Cabelas
6.28.2008
Triadelphia, WV - There really is no place in the world like Cabelas. Except maybe another Cabelas. It’s not a unique sporting goods store, it’s part of a chain, and that’s what’s so bizarre about it.
Cabela’s is part 19th century natural history museum and part consumer wonderland. I don’t believe I’ve ever seen so much taxidermy in one spot, including a natural history museum. There’s everything from “Conservation Mountain,” which takes up a good third of the store, to the Serengeti, complete with lions, rhinos and elephants. There is also a fair amount of carnage as stuffed beasts snarl with the remainents of another stuffed beast in it’s mouth. Oh, and the mounted heads. So many mounted heads.
When I first heard about Cabelas I falsely assumed it was a place with sculpted animals. There’s no way PETA would allow a giant mountain full of recently dead animals! Of course I can’t really see PETA’s protesting being a safe venture from the looks of Cabelas’ clientèle. There were a lot of wife-beaters, camo hats, and mullets. Animal rights activists are no match for the sheer number of gun racks attached to the myriad of pickups in the parking lot.

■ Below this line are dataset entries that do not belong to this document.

PR #275, opened 2019-11-25
Selectively install singer connectors

koszti:
This PR adding the option to install only specific singer connectors from the command line.

Available options:
* `./install.sh` : Installs only the default singer connectors. `DEFAULT` and `EXTRA` connectors specified here at: https://github.com/transferwise/pipelinewise/blob/0662cf0f31703816d37c8d03e44daedb4ef7ae6b/install.sh#L160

“Conservation Mountain,” so called (according to the plaque I barely skimmed) because of it’s efforts to conserve wildlife … somehow … by stuffing them? (I’m guessing there’s some sort of monetary fund. I bet there would be a higher source of revenue if they took pictures of you in from of your favorite stuffed warthog and put it on a key chain for you.) is the centerpiece of Cabelas. And it’s a photo op-stravaganza for any family. Just imagine, your Christmas card this year can be a lovely shot of your smiling children in front of a grisly tearing into a deer.
The kids love Cabelas. You’d think giant dead animals would at least creep them out, especially the predatory ones. I remember being a kid and the one neighbor had a stuffed wildcat, and even tough I was fascinated by it I would run by it very fast whenever I was visiting. There was none of that fascinated fear at Cabelas. Just pure childhood joy. The kind of joy you hear coming out in screams on Christmas morning. In fact I’ve seen more fear from a two year old sitting on Santa’s lap then I did when viewing the hundreds of taxidermied wonders.
Cabelas isn’t just a store and taxidermy wonderland. It also has an arcade where the kiddies can practice their hand at the shooting gallery, thus becoming skilled marksmen before strolling down to the Gun Library and purchasing their fist rifle. There’s a “General Store” that sells countrified bottles of syrup and fudge and whatnot. Cabellas also has a restaurant where you can dine while overlooking
“Conservation Mountain.” And a gift shoppe where you can repurchase baby dolls in camouflage, wooden pop guns, and plush animals (i hesitate to refer to them as “stuffed” animals because at Cabelas that can mean something very different).
All in all I encourage EVERYONE to go to Cabelas. You don’t have to by anything, in fact it’s hugely overpriced (that happens when your overhead includes several taxidermied zebras, those things don’t come cheep). It’s just something that has to be see to be belived. You just don’t see that volume of taxidermy anymore. This place is Teddy Roosevelt’s wet dream.